▸ YOUR ASSIGNMENT
Please show all lines of the records that include "shawnweeks".

▸ SOURCE MATERIAL
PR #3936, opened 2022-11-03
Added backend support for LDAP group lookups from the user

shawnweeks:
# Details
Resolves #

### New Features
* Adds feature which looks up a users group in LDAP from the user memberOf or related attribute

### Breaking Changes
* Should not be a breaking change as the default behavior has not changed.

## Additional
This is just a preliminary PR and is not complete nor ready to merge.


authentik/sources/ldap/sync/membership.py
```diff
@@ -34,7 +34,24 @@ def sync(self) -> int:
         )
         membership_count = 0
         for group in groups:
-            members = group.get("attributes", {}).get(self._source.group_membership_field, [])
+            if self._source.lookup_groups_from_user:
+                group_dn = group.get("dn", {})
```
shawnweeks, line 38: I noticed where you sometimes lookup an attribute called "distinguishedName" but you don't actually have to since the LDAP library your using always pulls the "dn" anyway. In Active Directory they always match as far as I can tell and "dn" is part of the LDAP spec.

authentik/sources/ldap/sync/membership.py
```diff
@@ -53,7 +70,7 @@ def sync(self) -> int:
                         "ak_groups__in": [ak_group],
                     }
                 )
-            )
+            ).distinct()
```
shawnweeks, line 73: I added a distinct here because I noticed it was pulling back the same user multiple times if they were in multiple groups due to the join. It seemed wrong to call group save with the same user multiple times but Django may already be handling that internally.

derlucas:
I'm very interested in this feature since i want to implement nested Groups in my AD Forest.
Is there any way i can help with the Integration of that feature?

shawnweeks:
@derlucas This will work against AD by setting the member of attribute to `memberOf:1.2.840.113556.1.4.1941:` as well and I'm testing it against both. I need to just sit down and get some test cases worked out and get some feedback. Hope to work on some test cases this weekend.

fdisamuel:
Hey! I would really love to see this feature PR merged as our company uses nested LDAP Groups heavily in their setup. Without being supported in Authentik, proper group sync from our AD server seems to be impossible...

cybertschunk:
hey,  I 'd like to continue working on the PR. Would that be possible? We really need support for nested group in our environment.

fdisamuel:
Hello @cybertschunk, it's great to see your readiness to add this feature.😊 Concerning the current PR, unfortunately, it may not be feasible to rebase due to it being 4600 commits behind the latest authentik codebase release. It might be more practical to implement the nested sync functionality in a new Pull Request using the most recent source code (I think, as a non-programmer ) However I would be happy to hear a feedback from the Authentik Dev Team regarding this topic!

▸ EXERCISE RESULT
shawnweeks:
shawnweeks, line 38: I noticed where you sometimes lookup an attribute called "distinguishedName" but you don't actually have to since the LDAP library your using always pulls the "dn" anyway. In Active Directory they always match as far as I can tell and "dn" is part of the LDAP spec.
shawnweeks, line 73: I added a distinct here because I noticed it was pulling back the same user multiple times if they were in multiple groups due to the join. It seemed wrong to call group save with the same user multiple times but Django may already be handling that internally.
shawnweeks:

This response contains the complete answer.